Items listed in a dataset
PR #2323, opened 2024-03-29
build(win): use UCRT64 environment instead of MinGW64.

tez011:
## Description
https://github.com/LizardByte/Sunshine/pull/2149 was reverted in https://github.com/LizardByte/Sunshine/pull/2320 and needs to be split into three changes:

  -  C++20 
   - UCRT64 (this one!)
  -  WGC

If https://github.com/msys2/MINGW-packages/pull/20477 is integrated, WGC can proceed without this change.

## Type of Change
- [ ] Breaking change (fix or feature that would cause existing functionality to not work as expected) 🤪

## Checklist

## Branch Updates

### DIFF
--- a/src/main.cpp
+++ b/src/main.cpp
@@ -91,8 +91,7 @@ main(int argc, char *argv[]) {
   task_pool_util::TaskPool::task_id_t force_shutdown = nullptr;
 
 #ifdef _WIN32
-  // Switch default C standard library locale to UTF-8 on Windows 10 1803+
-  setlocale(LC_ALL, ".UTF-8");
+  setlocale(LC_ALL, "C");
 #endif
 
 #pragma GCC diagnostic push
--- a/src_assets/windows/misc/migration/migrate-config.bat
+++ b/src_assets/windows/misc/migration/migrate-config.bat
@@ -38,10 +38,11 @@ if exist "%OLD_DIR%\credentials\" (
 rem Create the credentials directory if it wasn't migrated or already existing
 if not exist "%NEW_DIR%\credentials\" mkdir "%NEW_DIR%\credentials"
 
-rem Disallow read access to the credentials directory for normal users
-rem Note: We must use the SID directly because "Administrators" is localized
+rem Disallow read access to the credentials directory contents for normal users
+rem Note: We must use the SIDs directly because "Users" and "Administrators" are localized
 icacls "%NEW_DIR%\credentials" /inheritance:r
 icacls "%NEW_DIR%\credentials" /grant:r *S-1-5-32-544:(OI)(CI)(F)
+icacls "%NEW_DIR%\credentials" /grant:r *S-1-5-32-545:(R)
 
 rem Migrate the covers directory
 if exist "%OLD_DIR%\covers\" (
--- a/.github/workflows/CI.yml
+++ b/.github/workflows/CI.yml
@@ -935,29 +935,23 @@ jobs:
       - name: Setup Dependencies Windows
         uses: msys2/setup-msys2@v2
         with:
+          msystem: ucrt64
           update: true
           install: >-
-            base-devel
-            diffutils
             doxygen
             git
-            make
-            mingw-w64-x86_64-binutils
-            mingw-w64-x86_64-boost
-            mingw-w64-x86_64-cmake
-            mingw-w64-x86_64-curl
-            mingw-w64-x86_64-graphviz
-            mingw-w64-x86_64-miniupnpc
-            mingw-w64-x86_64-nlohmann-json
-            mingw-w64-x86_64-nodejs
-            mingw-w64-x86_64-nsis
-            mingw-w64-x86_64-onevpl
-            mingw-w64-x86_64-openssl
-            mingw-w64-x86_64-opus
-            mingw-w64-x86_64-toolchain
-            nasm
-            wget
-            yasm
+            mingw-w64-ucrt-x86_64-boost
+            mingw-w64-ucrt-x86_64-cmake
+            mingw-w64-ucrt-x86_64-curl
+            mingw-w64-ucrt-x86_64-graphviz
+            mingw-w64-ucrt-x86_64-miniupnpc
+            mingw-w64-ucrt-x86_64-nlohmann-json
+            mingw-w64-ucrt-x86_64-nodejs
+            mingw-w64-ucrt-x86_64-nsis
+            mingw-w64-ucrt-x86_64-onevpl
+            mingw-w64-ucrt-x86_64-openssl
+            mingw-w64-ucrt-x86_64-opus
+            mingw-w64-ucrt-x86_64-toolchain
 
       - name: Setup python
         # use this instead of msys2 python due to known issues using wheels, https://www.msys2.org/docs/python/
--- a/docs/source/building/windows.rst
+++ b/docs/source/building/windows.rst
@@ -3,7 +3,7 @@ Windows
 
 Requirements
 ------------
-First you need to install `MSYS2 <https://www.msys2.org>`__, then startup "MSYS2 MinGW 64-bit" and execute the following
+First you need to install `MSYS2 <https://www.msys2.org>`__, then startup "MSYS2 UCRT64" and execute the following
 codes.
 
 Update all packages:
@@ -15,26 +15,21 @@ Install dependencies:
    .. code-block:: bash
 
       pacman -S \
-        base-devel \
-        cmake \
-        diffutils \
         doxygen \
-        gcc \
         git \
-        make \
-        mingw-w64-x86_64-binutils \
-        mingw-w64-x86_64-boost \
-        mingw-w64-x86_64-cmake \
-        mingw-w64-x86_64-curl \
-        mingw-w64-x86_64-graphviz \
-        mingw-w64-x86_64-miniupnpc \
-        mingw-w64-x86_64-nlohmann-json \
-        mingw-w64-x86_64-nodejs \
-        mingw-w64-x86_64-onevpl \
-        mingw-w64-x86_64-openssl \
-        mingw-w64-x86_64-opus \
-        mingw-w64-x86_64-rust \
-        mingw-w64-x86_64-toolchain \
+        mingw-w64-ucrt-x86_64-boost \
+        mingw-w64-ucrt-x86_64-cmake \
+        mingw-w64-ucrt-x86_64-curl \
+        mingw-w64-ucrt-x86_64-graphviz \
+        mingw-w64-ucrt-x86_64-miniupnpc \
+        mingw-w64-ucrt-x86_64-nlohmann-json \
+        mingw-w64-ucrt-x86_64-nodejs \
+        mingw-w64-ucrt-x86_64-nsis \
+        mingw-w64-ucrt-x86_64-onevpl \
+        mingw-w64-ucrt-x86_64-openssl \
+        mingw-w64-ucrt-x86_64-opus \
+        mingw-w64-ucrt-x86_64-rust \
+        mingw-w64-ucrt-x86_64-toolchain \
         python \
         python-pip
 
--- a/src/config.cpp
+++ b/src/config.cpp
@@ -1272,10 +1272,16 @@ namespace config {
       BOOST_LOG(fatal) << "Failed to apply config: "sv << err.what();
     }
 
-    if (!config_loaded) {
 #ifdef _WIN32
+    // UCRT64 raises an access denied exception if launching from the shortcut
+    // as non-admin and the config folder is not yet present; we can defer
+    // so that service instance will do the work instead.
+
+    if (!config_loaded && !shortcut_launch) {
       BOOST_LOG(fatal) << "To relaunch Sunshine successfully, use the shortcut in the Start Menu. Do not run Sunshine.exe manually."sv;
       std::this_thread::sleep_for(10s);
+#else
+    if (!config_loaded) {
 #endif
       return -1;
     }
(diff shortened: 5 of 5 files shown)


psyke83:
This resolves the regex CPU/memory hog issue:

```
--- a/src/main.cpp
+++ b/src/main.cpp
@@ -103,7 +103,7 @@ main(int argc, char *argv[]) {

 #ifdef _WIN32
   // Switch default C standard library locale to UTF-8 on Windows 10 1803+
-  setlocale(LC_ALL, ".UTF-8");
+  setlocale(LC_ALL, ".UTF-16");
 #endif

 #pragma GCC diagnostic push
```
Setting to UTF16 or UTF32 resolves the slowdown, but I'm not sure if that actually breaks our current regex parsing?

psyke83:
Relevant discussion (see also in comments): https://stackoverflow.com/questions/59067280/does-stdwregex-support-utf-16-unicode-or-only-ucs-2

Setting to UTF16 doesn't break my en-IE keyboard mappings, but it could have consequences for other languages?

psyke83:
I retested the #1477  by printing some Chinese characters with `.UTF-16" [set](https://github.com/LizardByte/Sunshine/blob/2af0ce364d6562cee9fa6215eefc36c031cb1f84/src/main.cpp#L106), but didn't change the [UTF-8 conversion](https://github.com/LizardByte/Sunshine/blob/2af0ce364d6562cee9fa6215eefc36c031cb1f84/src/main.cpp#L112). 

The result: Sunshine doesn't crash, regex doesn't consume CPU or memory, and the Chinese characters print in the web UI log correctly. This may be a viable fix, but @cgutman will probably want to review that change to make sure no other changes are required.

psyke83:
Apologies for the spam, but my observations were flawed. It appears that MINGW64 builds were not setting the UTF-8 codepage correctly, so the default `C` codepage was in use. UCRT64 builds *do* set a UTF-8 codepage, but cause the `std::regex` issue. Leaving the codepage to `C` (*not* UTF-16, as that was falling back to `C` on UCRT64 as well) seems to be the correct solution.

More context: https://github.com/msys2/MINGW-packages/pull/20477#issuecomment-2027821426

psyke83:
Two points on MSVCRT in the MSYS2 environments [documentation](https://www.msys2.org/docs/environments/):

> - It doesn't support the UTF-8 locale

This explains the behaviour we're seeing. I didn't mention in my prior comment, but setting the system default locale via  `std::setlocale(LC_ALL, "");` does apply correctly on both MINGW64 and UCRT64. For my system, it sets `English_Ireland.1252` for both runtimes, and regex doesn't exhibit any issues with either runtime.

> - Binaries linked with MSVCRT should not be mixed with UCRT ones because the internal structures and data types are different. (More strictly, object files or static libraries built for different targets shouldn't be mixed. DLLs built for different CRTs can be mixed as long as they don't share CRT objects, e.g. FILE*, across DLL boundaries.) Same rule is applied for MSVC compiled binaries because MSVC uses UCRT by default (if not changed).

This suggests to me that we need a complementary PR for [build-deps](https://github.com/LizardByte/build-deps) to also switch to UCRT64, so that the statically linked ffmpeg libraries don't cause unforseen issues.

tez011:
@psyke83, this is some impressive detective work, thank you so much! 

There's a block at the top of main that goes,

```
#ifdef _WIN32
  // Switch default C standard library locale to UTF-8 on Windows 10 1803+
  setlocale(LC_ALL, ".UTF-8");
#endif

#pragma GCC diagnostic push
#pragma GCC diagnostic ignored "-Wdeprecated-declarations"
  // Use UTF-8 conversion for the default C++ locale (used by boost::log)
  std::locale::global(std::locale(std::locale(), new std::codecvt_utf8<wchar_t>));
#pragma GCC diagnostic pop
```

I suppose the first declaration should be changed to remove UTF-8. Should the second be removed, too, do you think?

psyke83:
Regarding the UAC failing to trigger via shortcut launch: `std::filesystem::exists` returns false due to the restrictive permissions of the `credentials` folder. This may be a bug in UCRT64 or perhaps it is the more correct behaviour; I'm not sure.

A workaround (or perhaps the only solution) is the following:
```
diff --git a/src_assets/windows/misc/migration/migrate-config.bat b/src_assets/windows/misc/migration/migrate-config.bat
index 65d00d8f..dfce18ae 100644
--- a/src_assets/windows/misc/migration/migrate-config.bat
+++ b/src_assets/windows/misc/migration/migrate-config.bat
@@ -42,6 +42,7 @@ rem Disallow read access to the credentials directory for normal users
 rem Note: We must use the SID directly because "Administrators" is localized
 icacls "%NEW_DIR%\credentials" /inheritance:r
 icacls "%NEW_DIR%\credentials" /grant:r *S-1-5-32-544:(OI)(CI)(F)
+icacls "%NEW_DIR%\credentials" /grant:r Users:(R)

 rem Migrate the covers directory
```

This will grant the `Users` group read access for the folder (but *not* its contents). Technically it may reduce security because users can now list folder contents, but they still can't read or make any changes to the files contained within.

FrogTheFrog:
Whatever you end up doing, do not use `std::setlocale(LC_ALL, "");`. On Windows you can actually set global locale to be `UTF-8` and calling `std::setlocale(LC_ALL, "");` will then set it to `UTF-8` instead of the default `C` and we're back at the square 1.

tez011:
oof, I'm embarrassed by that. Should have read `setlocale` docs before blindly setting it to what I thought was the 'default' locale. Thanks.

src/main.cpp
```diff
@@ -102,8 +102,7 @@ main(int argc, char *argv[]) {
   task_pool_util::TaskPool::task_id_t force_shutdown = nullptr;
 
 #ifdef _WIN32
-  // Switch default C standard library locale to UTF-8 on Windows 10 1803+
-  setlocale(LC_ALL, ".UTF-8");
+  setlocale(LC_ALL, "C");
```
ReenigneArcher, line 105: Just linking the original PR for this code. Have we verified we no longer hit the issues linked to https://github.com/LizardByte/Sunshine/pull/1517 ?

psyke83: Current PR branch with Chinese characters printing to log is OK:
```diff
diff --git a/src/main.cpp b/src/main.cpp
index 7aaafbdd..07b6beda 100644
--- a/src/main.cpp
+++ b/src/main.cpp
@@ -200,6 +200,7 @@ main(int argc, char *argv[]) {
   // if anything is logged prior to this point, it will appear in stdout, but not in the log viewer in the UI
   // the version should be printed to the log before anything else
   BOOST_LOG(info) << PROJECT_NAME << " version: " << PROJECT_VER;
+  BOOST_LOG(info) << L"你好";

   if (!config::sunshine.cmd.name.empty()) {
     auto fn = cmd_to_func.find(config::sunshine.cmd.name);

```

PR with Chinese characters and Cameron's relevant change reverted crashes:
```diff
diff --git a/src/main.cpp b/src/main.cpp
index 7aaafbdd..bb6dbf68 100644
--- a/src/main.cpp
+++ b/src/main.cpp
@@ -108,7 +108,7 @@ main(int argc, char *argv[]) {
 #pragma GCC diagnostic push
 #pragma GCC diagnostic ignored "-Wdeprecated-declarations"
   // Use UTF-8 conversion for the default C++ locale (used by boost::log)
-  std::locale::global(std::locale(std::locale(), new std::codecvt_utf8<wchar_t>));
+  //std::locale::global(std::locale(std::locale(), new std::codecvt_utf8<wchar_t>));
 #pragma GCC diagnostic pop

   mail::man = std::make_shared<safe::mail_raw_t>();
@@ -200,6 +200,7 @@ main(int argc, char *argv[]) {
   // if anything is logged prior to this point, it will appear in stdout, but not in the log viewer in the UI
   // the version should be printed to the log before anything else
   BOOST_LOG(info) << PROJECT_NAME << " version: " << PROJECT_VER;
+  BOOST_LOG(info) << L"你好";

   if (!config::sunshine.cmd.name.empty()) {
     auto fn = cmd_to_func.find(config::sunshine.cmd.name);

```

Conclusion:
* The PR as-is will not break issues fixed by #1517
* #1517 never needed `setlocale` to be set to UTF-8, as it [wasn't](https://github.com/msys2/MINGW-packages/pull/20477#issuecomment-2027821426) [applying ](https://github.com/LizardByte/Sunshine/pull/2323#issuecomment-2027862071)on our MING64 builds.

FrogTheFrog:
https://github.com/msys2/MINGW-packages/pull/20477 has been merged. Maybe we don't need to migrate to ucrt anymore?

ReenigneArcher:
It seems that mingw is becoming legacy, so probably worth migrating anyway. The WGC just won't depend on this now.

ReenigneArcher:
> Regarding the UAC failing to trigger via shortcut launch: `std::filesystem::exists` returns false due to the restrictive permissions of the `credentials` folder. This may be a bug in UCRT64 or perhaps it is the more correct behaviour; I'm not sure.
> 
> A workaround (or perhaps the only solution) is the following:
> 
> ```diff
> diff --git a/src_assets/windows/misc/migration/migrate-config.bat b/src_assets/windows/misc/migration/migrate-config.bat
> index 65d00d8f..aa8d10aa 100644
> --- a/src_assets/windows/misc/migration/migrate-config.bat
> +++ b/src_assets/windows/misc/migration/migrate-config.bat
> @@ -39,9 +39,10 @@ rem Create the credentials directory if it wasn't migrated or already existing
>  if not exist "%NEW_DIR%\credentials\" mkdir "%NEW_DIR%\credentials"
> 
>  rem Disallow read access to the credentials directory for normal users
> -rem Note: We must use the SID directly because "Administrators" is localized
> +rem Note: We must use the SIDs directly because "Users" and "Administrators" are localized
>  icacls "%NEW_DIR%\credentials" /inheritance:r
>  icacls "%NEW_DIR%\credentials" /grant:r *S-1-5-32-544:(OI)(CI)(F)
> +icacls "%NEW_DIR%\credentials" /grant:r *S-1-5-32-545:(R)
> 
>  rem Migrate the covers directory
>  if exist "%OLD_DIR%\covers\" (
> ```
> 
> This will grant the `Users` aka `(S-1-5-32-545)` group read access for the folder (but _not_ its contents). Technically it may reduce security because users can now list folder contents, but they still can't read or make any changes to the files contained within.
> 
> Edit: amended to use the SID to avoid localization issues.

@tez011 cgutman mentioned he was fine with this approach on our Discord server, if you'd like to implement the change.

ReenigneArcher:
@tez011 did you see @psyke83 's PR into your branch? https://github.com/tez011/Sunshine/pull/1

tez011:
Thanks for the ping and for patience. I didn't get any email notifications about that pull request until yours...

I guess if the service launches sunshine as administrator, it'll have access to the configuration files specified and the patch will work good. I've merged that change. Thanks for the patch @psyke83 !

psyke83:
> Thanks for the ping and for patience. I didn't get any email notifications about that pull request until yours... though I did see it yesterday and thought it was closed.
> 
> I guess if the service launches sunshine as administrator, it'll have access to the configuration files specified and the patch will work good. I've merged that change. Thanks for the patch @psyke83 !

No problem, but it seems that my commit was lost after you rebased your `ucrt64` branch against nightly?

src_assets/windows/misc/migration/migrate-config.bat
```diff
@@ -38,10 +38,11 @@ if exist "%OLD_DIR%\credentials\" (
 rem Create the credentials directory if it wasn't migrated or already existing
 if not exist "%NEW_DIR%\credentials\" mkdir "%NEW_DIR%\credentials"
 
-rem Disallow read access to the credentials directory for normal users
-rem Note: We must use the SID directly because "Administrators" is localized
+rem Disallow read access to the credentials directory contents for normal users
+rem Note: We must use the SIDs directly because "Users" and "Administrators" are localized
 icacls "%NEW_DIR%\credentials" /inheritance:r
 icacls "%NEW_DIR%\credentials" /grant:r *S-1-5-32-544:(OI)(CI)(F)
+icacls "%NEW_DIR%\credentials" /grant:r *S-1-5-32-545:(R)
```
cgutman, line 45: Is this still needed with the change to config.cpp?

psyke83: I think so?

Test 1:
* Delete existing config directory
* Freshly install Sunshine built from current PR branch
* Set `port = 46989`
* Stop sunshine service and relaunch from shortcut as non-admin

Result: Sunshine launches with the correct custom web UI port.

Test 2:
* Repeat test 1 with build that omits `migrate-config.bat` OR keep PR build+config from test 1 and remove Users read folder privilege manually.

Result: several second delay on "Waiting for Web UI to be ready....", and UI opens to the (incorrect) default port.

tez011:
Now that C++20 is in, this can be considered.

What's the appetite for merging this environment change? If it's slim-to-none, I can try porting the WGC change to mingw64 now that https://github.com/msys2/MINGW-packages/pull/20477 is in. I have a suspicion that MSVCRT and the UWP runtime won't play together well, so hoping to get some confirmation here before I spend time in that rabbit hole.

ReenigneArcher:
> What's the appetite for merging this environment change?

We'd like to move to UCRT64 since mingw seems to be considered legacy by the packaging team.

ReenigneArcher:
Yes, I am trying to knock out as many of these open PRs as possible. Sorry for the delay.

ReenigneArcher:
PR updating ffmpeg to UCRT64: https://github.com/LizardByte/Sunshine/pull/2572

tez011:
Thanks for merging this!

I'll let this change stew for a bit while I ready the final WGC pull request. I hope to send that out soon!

**Work to be completed**
The response should contain only a verbatim copy of the lines from the line with "Yes, I am trying" to the final line of the records.

**Task output**
Yes, I am trying to knock out as many of these open PRs as possible. Sorry for the delay.

ReenigneArcher:
PR updating ffmpeg to UCRT64: https://github.com/LizardByte/Sunshine/pull/2572

tez011:
Thanks for merging this!

I'll let this change stew for a bit while I ready the final WGC pull request. I hope to send that out soon!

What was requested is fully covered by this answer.